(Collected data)
___

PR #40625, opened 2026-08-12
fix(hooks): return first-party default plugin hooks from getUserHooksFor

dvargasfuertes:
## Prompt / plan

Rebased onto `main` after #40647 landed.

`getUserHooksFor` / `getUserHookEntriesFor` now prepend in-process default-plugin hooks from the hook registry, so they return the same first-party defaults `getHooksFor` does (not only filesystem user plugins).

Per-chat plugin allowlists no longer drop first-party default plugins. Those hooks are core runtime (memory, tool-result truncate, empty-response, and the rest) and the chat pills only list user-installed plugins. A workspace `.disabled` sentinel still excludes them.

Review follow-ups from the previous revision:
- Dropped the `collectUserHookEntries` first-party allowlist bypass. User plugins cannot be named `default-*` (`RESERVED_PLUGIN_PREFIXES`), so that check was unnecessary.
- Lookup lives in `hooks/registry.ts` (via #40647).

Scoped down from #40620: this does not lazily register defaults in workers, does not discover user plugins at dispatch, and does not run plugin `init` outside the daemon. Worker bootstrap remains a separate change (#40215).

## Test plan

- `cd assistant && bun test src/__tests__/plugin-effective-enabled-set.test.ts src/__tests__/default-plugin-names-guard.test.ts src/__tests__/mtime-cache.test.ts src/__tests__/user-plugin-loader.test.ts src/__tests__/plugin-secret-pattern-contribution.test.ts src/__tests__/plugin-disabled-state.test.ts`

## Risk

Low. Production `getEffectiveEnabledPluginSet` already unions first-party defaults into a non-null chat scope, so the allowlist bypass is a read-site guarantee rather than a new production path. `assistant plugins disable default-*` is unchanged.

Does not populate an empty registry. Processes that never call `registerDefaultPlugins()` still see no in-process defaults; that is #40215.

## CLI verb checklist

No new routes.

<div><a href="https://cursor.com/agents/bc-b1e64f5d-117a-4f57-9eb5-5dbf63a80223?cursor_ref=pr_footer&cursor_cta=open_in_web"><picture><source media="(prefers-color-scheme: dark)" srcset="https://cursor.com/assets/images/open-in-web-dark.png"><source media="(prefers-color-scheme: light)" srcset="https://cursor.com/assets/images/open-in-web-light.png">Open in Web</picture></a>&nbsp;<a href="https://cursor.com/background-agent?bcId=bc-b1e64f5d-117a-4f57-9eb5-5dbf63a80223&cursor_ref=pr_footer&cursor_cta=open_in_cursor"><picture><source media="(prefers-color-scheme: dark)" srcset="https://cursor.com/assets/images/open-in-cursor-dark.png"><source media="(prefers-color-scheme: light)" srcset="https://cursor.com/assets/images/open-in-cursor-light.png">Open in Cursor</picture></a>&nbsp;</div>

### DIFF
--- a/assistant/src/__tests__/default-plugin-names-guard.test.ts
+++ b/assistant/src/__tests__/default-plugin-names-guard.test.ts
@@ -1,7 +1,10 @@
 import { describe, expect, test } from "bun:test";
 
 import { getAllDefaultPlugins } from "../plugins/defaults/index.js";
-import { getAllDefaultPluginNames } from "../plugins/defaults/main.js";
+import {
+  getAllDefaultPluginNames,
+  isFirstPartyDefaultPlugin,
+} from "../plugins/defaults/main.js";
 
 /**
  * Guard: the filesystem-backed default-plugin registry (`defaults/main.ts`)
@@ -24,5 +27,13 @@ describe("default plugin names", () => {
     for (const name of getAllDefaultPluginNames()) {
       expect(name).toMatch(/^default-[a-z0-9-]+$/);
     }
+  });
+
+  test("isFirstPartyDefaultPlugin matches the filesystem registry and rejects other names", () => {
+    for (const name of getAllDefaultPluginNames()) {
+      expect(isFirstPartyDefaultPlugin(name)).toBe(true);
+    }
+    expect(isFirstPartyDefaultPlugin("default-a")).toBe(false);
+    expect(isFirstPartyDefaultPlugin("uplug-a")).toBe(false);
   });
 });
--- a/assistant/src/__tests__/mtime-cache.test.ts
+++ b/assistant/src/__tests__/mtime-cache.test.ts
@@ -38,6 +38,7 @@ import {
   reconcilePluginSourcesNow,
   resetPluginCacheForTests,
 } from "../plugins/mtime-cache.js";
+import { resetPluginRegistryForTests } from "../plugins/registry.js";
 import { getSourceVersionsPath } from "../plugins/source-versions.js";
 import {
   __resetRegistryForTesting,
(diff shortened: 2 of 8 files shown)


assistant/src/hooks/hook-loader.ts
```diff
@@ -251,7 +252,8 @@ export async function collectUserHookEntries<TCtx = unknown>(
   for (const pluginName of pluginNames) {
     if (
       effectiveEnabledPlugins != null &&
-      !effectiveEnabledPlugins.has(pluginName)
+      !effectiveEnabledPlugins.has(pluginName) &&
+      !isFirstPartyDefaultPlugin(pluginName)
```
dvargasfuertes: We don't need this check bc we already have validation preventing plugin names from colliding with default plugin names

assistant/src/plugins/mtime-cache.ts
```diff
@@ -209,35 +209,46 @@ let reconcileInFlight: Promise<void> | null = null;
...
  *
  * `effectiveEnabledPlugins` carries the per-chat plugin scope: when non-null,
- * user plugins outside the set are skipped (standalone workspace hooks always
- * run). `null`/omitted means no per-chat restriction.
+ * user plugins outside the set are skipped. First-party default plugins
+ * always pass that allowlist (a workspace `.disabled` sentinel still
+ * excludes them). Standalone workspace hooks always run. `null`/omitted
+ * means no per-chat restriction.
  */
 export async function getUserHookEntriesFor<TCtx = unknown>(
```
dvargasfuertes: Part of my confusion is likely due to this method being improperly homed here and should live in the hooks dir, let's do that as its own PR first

___

■ **What is being asked**
Scan the entries above for the word "outside" and collect each line holding it.

■ **Answer section**
Scoped down from #40620: this does not lazily register defaults in workers, does not discover user plugins at dispatch, and does not run plugin `init` outside the daemon. Worker bootstrap remains a separate change (#40215).
- * user plugins outside the set are skipped (standalone workspace hooks always
+ * user plugins outside the set are skipped. First-party default plugins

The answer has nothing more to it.